By Julius Grafton.
We’ve been reporting for quite a while that almost anyone invoicing a gig using an Australian Business Number (ABN) is entitled to 9.5% superannuation on top. There are a few loopholes, such as the minimum amount earned must be $450 over one month, and if you are invoicing via your own Pty Ltd company this does not apply.
Our Facebook page has quite a few crew commenting and asking ‘How do I get the Super I am due?’
Here’s our simple guide.
- Go through your gig invoices and any that add up over a month for more than $450 from any given customer are applicable. Make a list.
- Think long and hard: if you DO ask a customer now for super, they are fairly likely to be unimpressed – in spite of the fact they are LEGALLY LIABLE.

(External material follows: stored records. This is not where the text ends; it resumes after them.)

PR #31, opened 2026-04-24
Eko 229/3a4 unsubscribe stops updates

Iam-Ebuka:
This is as done as a fine Lambo

- test - red unsubscribed clients don't update
- test - green, implemented the code for it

- Write to them nicely, with the invoice amounts, dates, and the 9.5% super amount for each. Send your Superannuation Account details, and ask them to copy you when they make the payment.
That’s all you have to do. I think there are three probable outcomes. They will either pay, or not pay, and also not use your services again. I’d limit this to customers you no longer wish to work with. The greater issue is that you should be sure to include a note in your quotes or terms of acceptance that you expect super to be paid to your super fund on top of all work you do valued at $450 over any 30 day period.
Note that the 9.5% is due on every dollar, not just the dollars in excess of $450.
There is a regulatory tool you can use, and that is this handy Tax Office (ATO) page where you can report your employer for unpaid superannuation, which, as we’ve previously stated, pretty much every tech is entitled to on every gig, even when working as a sole trader with an ABN.